That's a pretty good representation of *the inducements into illegal driving* that ride share companies promote daily to drivers. And not just in Craigslist ads, but in public promotions all over the country.


----------



## John_in_kc (Sep 30, 2014)

What if you are a ks resident and pick up in ks and the drop off in Missouri?


----------



## MciDave (Oct 28, 2014)

Today is the day, the opening day for 2015 Taxi and Livery Permits, my appointment is set for 1:00 p.m. this afternoon and hopefully by 3:00 p.m. I will be compliant with what the City of Kansas City is requiring for me to be legal on the roadways. As I stated in my previous post, the alleged rumor come January 1, 2015 is more then just a rumor, if your a Uber, SideCar or any other rideshare driver that is not properly permitted you will be ticketed and your vehicle subject to impound.

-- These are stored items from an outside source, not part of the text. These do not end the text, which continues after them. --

PR #132, opened 2018-07-17
[Finishes #158909217] Fix asset subcategory

andela-Taiwo:
#### What does this PR do
- Fix bug asset subcategory does not exist error

#### Description of tasks completed
- add logic to filter existing subcategory
- add logic to get an instance of subcategory

#### Related PivotalTracker
- #158909217


utils/helpers.py
```diff
@@ -106,7 +106,7 @@ def write_record_skipped(record, file_path):
     :return: None
     """
     filename = "/skipped.csv"
-    fieldnames = ('Count', 'Make', 'Type', 'Asset Code', 'Category',
+    fieldnames = ('count', 'Make', 'Type', 'Asset Code', 'Category',
```
collinmutembei: All the field names are in title case. What's the reasoning behind changing the "count" field name to lowercase?

utils/asset/post_scripts.py
```diff
@@ -400,7 +400,8 @@ def post_asset_types(f, file_length): # noqa
                 else:
                     asset = AssetType()
                     asset.asset_type = asset_type
-                    asset.asset_sub_category = sub_category_name
+                    asset.asset_sub_category = AssetSubCategory.objects\
```
collinmutembei: This query is redundant considering that we have an AssetSubCategory model object called `sub_category_name` already.
https://github.com/AndelaOSP/art-backend/blob/de8ce2b9824577cf4c5c5b95478efb3ae744e01d/utils/asset/post_scripts.py#L386-L387
Assigning `asset.asset_sub_category` to it is sufficient.
```python
asset.asset_sub_category = sub_category_name
```

utils/helpers.py
andela-Taiwo: It was conflicting with the field names in the dictionary.

collinmutembei:
@andela-Taiwo Add tests for the import functionality.

utils/helpers.py
collinmutembei: What dictionary @andela-Taiwo?

collinmutembei:
@andela-Taiwo @kmazi  Are you blocked on tests?

PR #135, opened 2018-07-23
Enables user to add and view an office block

esirK:
#### What does this PR do?
- It enables a user to add and view an office block

- Create a building model
- Add test for the building model
- Go to admin dashboard and add a new building
#### Relevant pivotal tracker stories
[#159022585](https://www.pivotaltracker.com/story/show/159022585)
#### Screenshot
- 
screen shot 2018-07-23 at 14 03 14


core/models/building.py
```diff
@@ -0,0 +1,12 @@
+from django.db import models
+
+
+class Building(models.Model):
```
collinmutembei: Let's refer to the model as `OfficeBlock` rather than `Building`. Pardon that this was not stated clearly on the acceptance criteria. Should be a minor refactor.

core/migrations/0015_auto_20180723_1033.py
```diff
@@ -0,0 +1,22 @@
+# Generated by Django 2.0.1 on 2018-07-23 10:33
```
collinmutembei: Ensure that you have only one migration file after the refactor.

core/models/building.py
collinmutembei: Also, while at it...rename the model field from `block_name` to `name`. See number *15* [here](https://goo.gl/6gqMkb) to understand why.

collinmutembei:
@egichuri To avoid a scenario where multiple entries are referring the same office block, we might need to enforce the case sensitivity as we did on [other](https://github.com/AndelaOSP/art-backend/blob/develop/core/models/asset.py#L86-L88) unique fields.

screen shot 2018-07-23 at 14 41 45

api/serializers.py
```diff
@@ -376,3 +375,9 @@ def validate(self, fields):
                 "Similar asset specification already exist"
             )
         return fields
+
+
+class BuildingSerializer(serializers.ModelSerializer):
+    class Meta:
+        model = Building
+        fields = ("block_name", )
```
egichuri: I think we should include the `id` as well

egichuri:
@collinmutembei yes.. let's do that. @esirK see the comment above

esirK:
Working on the comments right now @egichuri

api/serializers.py
collinmutembei: A custom `id` field?
Remember Django adds an `id` field as the primary_key by [default](https://docs.djangoproject.com/en/2.0/topics/db/models/#automatic-primary-key-fields).

esirK: @egichuri Is it inadvisable to depend on Django's default `id` field??

egichuri: it's ok to use the default id.. but let's expose it on fields available to the API

esirK: Got it 👍

esirK:
@collinmutembei on 

> To avoid a scenario where multiple entries are referring the same office block, we might need to enforce the case sensitivity as we did on other unique fields.
I realized we are using something like `self.name.title()` but this does not prevent a user from enterling a name like `Block A` then `Block    A`.
I think using something like `" ".join(self.name.title().split())` might help. What do you think??

egichuri:
@esirK since this happens before the object is saved the value that goes to the db will always be `Block A` (for the above). The db will then enforce the unique constraint


p

esirK:
@egichuri  I am saying something like `Block A` and `Block       A` notice the double space in the second case.

egichuri:
oh.. hadn't noticed that. @collinmutembei do we need to worry about that? if so we'd need to update the other places as well

collinmutembei:
Nice catch @esirK, considering that the goal of doing so was to enforce uniqueness across different cases of the user input...this does go the extra mile of invalidating any whitespace that could have gotten around the initial implementation. @egichuri We can work with this, then update all other section later.

esirK:
@collinmutembei @egichuri We have worked on the requested changes.

egichuri:
awesome!

collinmutembei:
screen shot 2018-07-23 at 18 59 41

core/models/officeblock.py
```diff
@@ -0,0 +1,15 @@
+from django.db import models
+
+
+class OfficeBlock(models.Model):
+    name = models.CharField(max_length=50,
+                            blank=False, null=False, unique=True)
+
+    def clean(self):
+        self.name = " ".join(self.name.title().split())
```
egichuri: For this to work you'll need to override `.save` and call `self.full_clean()`

esirK: Thanks, @egichuri  We had missed this.
Done.

PR #137, opened 2018-07-23
#159023098 Modify asset specs addition

Japhethca:
## What does this PR do?
- Implement creating asset specs via asset endpoint

## Description of the tasks to be completed
- modify `AssetSerializer`'s `to_internal_values` serializer method to include asset specs
- test for specs creation via asset endpoint

[#159023098](https://www.pivotaltracker.com/story/show/159023098)

## Screenshot
screen shot 2018-07-23 at 10 25 05 pm
screen shot 2018-07-23 at 10 25 32 pm

### DIFF
--- a/api/tests/test_manage_asset_api.py
+++ b/api/tests/test_manage_asset_api.py
@@ -134,10 +134,7 @@ class ManageAssetTestCase(APIBaseTestCase):
             "asset_code": "IC002",
             "serial_number": "SN002",
             "model_number": self.assetmodel.model_number,
-            "purchase_date": "2018-07-10",
-            "processor_type": "Intel core i3",
-            "processor_speed": 2.3,
-            "screen_size": 15
+            "purchase_date": "2018-07-10"
         }
         response = client.post(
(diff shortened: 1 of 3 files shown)


api/tests/test_manage_asset_api.py
```diff
@@ -134,7 +134,10 @@ def test_admin_can_post_asset(self, mock_verify_id_token):
             "asset_code": "IC002",
             "serial_number": "SN002",
             "model_number": self.assetmodel.model_number,
-            "purchase_date": "2018-07-10"
+            "purchase_date": "2018-07-10",
+            "processor_type": "Intel core i3",
+            "processor_speed": 2.3,
+            "screen_size": 15
         }
```
egichuri: i think we should also have a test for invalid data. eg a screen size not present in the set choices.

egichuri: i think we should also have a test for invalid data. eg a screen size not present in the set choices.
And a test to confirm an asset is created when the specs aren't provided.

There is an upcoming Taxi/Livery Committee meeting this month, that all interested drivers should attend and voice your concerns about the taxi/livery ordinances and the need for rideshare providers in Kansas City, I'll post the date and time as soon as I get it.


----------



## MciDave (Oct 28, 2014)

John_in_kc said:


> What if you are a ks resident and pick up in ks and the drop off in Missouri?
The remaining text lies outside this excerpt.